▽
PR #2431, opened 2019-08-16
Add extensions in CoercionError

ogom:
The idea of Custom Scalars is great. 

In `raise GraphQL::CoercionError` used when the data is not correct, it seems better to be able to return optional keys and values to the client with `extensions`.

PR with reference to https://github.com/rmosolgo/graphql-ruby/issues/1621.


rmosolgo:
This looks great, thanks for taking care of it! Fixes #1621

PR #2432, opened 2019-08-19
Enable multiple execution errors for Fields defined to return a list …

stanishev:
Fields defined to return a **List** of some type should be able to return an Array of `GraphQL::ExecutionError`s instead.

### DIFF
--- a/spec/graphql/execution_error_spec.rb
+++ b/spec/graphql/execution_error_spec.rb
@@ -296,18 +296,6 @@ describe GraphQL::ExecutionError do
   describe "more than one ExecutionError" do
     let(:query_string) { %|{ multipleErrorsOnNonNullableField} |}
     it "the errors are inserted into the errors key and the data is nil even for a NonNullable field " do
-
-      # I Think the path here is _wrong_, since this is not an array field:
-      # expected_result = {
-      #     "data"=>nil,
-      #     "errors"=>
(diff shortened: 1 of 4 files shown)


spec/graphql/execution_error_spec.rb
```diff
@@ -296,18 +296,6 @@
   describe "more than one ExecutionError" do
     let(:query_string) { %|{ multipleErrorsOnNonNullableField} |}
     it "the errors are inserted into the errors key and the data is nil even for a NonNullable field " do
-
```
stanishev: This comment makes sense to me because I submitted the PR that introduced this test. The comment is correct (and thank you sincerely for pointing this out).

I've taken the liberty to remove the comment because I see that you have already corrected the spec (and the gem to actually return the expected result below) and I think that at this point the comment is no longer necessary.

spec/graphql/execution_error_spec.rb
```diff
@@ -320,6 +308,22 @@
       }
       assert_equal(expected_result, result)
     end
-  end
 
+    describe "more than one ExecutionError on a field defined to return a list" do
```
stanishev: One more test, similar to the earlier one, but this time the return type *is* a list type and so the path includes the list indices as well.

stanishev:
not yet ready for review

PR #2433, opened 2019-08-19
Enable multiple execution errors for Fields defined to return a list …

stanishev:
Fields defined to return a List of some type should be able to return an Array of GraphQL::ExecutionErrors instead.

### DIFF
--- a/lib/graphql/execution/execute.rb
+++ b/lib/graphql/execution/execute.rb
@@ -197,7 +197,7 @@ module GraphQL
             raw_value.path = field_ctx.path
             query.context.errors.push(raw_value)
           when Array
-            if !field_type.list?
+            if field_type.non_null?
               # List type errors are handled above, this is for the case of fields returning an array of errors
               list_errors = raw_value.each_with_index.select { |value, _| value.is_a?(GraphQL::ExecutionError) }
               if list_errors.any?
--- a/lib/graphql/execution/interpreter/runtime.rb
+++ b/lib/graphql/execution/interpreter/runtime.rb
@@ -243,9 +243,9 @@ module GraphQL
             write_execution_errors_in_response(path, [value])
             HALT
           elsif value.is_a?(Array) && value.any? && value.all? { |v| v.is_a?(GraphQL::ExecutionError) }
-            value.each do |v|
-              v.path ||= path
-              v.ast_node ||= ast_node
+            value.each_with_index do |error, index|
+              error.ast_node ||= ast_node
+              error.path ||= path + (field.type.list? ? [index] : [])
             end
             write_execution_errors_in_response(path, value)
             HALT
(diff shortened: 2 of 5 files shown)


spec/graphql/execution_error_spec.rb
```diff
@@ -296,18 +296,6 @@
   describe "more than one ExecutionError" do
     let(:query_string) { %|{ multipleErrorsOnNonNullableField} |}
     it "the errors are inserted into the errors key and the data is nil even for a NonNullable field " do
-
-      # I Think the path here is _wrong_, since this is not an array field:
```
stanishev: This comment makes sense to me because I submitted the PR that introduced this test. The comment is correct (and thank you sincerely for pointing this out).

I've taken the liberty to remove the comment because I see that you have already corrected the spec (and the gem to actually return the expected result below) and I think that at this point the comment is no longer necessary. To someone else reading this without the context we have, I think it may just be confusing without add much.

spec/graphql/execution_error_spec.rb
```diff
@@ -320,6 +308,22 @@
       }
       assert_equal(expected_result, result)
     end
-  end
 
+    describe "more than one ExecutionError on a field defined to return a list" do
```
stanishev: One more test, similar to the earlier one, but this time the return type is a list type and so the path includes the list indices as well.

lib/graphql/execution/execute.rb
```diff
@@ -197,7 +197,7 @@ def continue_resolve_field(raw_value, field_type, field_ctx)
             raw_value.path = field_ctx.path
             query.context.errors.push(raw_value)
           when Array
-            if !field_type.list?
+            if field_type.non_null?
```
stanishev: I *think* this is the correct logic for including (or not) the array of errors here. 

This covers all scenarios: 
- fields defined with `null: true` will **not** have these errors included here since as the comment below mentions they were already handled somewhere else. 
- fields defined with `null: false` **will** have the list of errors included, regardless of whether they are defined to return a single type or a list of some type.

stanishev:
Currently the [spec](https://github.com/rmosolgo/graphql-ruby/pull/2433/files#diff-68e27cbe1ad3427b52db16a3938e0745R312) I added fails for the ruby 2.4.3 build in TravisCI. The actual results **do not** include the indices in the path. I am unable to replicate this failure locally.

lib/graphql/execution/interpreter/runtime.rb
```diff
@@ -243,9 +243,9 @@ def continue_value(path, value, field, is_non_null, ast_node)
             write_execution_errors_in_response(path, [value])
             HALT
           elsif value.is_a?(Array) && value.any? && value.all? { |v| v.is_a?(GraphQL::ExecutionError) }
-            value.each do |v|
-              v.path ||= path
-              v.ast_node ||= ast_node
+            value.each_with_index do |error, index|
```
stanishev: adding the index to the path for list types.

rmosolgo:
Awesome, thanks so much for taking care of this 🎉 !

PR #2435, opened 2019-08-21
Correct the example for using 'a class method to generate fields'

recurser:
I have tried using the example included, and get the error `undefined method 'argument' for Types::QueryType:Class`. After some investigation, the correct way seems to be to pass `self` to the block as a parameter.


rmosolgo:
Oops, thanks for the fix! I guess, as written, it should have been `instance_eval`.

PR #2437, opened 2019-08-21
Include introspective fields in query depth calculations

cablett:
According to a Slack conversation with @rmosolgo , the exclusion of introspective fields from query depth calculation may be a bug. 

This PR removes that exclusion so all fields are included in the query depth calculation. 

I am happy for it also to be conditional -ie. passing something like `include_all_fields: true` invokes this behaviour and the current behaviour (filtering out introspective fields) remains the default to ensure it doesn't unreasonably break functionality.

Please feel free to edit/comment.

### DIFF
--- a/lib/graphql/analysis/ast/query_depth.rb
+++ b/lib/graphql/analysis/ast/query_depth.rb
@@ -29,35 +29,22 @@ module GraphQL
         def initialize(query)
           @max_depth = 0
           @current_depth = 0
-          @skip_depth = 0
           super
         end
 
         def on_enter_field(node, parent, visitor)
           return if visitor.skipping? || visitor.visiting_fragment_definition?
 
-          # Don't validate introspection fields or skipped nodes
-          if GraphQL::Schema::DYNAMIC_FIELDS.include?(visitor.field_definition.name)
-            @skip_depth += 1
-          elsif @skip_depth > 0
-            # we're inside an introspection query or skipped node
-          else
-            @current_depth += 1
-          end
+          @current_depth += 1
         end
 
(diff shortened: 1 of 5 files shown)


rmosolgo:
Thanks, this looks great! I agree it's the right change. 

If anyone wants to exclude introspection, they can copy the analyzer from a previous version. Or if there turn out to be lots of folks who want it, we can look for an option like you mentioned. 🎉

knapo:
@rmosolgo @cablett 

This PR introduces an issue with schema dump. After upgrading to 1.9.11, my `schema.json` (in 2 small apps) looks like: 

```
{
  "errors": [
    {
      "message": "Query has depth of 13, which exceeds max depth of 5"
    }
  ]
}
```

rmosolgo:
Sorry that wasn't in the changelog! I've just updated the changelog in 6fc8bea4b. 

You should either increase the depth allowed by your schema, or pass `max_depth: 13` to `MySchema.execute(...)` when you run the introspection query, for example: 

```ruby 
MySchema.execute(GraphQL::Introspection::INTROSPECTION_QUERY, max_depth: 13)
```

jayqui-omada:
It appears that this breaks the `GraphQL::Schema#to_json` method on schemas with introspection. It might make sense to add an option to `GraphQL::Schema#to_json` and/or `GraphQL::Schema#as_json` to specify a `max_depth` for the `execute` call that those wrap.

rmosolgo:
@jayqui-omada  if you're interested in looking into it, please open an issue including the _actual_ result you got from `#to_json`!

PR #2447, opened 2019-08-27
Fix ArgumentError

mathieujobin:
This method does not take any argument. At least on ruby 2.4
Version 1.8.5 was calling this method without argument and we started getting into issues after upgrading the gem.

### DIFF
--- a/lib/graphql/types/iso_8601_date_time.rb
+++ b/lib/graphql/types/iso_8601_date_time.rb
@@ -32,7 +32,7 @@ module GraphQL
       # @param value [DateTime]
       # @return [String]
       def self.coerce_result(value, _ctx)
-        value.iso8601(time_precision)
+        value.iso8601
       end
 
       # @param str_value [String]


rmosolgo:
Hi, it looks like [Time](https://ruby-doc.org/stdlib-2.4.0/libdoc/time/rdoc/Time.html#method-i-iso8601) and [DateTime](https://ruby-doc.org/stdlib-2.4.0/libdoc/date/rdoc/DateTime.html#method-i-iso8601) both accept an argument here, but [Date](https://ruby-doc.org/stdlib-2.4.1/libdoc/date/rdoc/Date.html#method-i-iso8601) does not. If you want to use the `DateTime` type for a Ruby `Date` object, how about converting your date to a datetime first? Or, you could use a `Date` type for `Date` objects?

rmosolgo:
Let me know if one of those solutions doesn't work for you!

PR #2458, opened 2019-09-02
Add error handling for the interpreter

### LINKED ISSUE #2139: GraphQL::Execution::Interpreter and rescue_from compatibility
Hello,

As documented [here](https://graphql-ruby.org/queries/interpreter.html#compatibility) the new `GraphQL::Execution::Interpreter` does not work with the `rescue_from` middleware. I think the rescue_from add valuable error handeling that allows your endpoint to always return a 200 and indicate the errors. The following examples are based of the `graphql-errors` gem which we currently use https://github.com/exAspArk/graphql-errors

The most common example is catching `ActiveRecord::RecordNotFound` and replace them with `nil` so whenever you try to fetch something that does not exist you return a 200 with nothing in it.

```ruby
  rescue_from ActiveRecord::RecordNotFound do |_exception|
    nil
  end
```

Another example is to error standardisation, for example in our GraphQL api we always call `update!` or `save!` this raises a `ActiveRecord::RecordInvalid` which we capture with rescue_from and standarize the error response:

```ruby
rescue_from ActiveRecord::RecordInvalid do |exception|
  RecordInvalidError.from_exception(exception)
end

class RecordInvalidError < GraphQL::ExecutionError
  def to_h
    super.merge(problems: extensions[:errors])
  end

  def self.from_exception(exception)
    record = exception.record
    errors = record.errors.map do |attr|
      {
        path: [attr.to_s.camelize(:lower)],
        explanation: record.errors.full_messages_for(attr)
      }
    end
    new(record.errors.full_messages.join("\n"), extensions: { errors: errors })
  end
end
```

Ofcourse one can say that every mutation / resolver should deal with the errors themself, but this means that you always have to go for a `if ...save else do_with_errors end` kind of thing which isn't that pretty nor ensures consistency.

Finally sometimes (even when you know its bad) you have some deeply nested code where you want to brake out of so your only resort is to raise an exception, this does not mean you want to return back a 500 but rather a customised message.

If anyone else has other use cases then please do share,

Regards

rmosolgo:
Based on https://github.com/exAspArk/graphql-errors and `@thiago-sydow`'s comment over at https://github.com/rmosolgo/graphql-ruby/issues/2139#issuecomment-524913594

closes #2139


rmosolgo:
If you want to give this a try before the next release, you can bundle the gem's master branch:

```ruby 
gem "graphql", github: "rmosolgo/graphql-ruby"
```

And add the new plugin as described [in the new docs](https://github.com/rmosolgo/graphql-ruby/blob/master/guides/errors/error_handling.md)

thiago-sydow:
Nice to see that the initial implementation resulted in this. Thanks !

exAspArk:
Awesome job! I'm going to deprecate [graphql-errors](https://github.com/exAspArk/graphql-errors) now.
Thank you, one less project to support and worry about 😂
△
> _What to do_
Reproduce each line of the records in which the string "care" appears.

> _Exercise output_
This looks great, thanks for taking care of it! Fixes #1621
Awesome, thanks so much for taking care of this 🎉 !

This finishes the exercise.